(Saved entries)
:::
PR #147, opened 2020-10-14
Some style tweaks

### LINKED ISSUE #127: Syntax highlighting
Pygments 2.7.0 was released so we should figure out how to syntax-highlight pages like https://leanprover-community.github.io/extras/calc.html

gebner:
Fixes #127.

### DIFF
--- a/templates/mathlib_stats.html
:::
▸ **Activity**
Copy the whole of the data above exactly.

▸ **Exercise response**
PR #147, opened 2020-10-14
Some style tweaks

### LINKED ISSUE #127: Syntax highlighting
Pygments 2.7.0 was released so we should figure out how to syntax-highlight pages like https://leanprover-community.github.io/extras/calc.html

gebner:
Fixes #127.

### DIFF
--- a/templates/mathlib_stats.html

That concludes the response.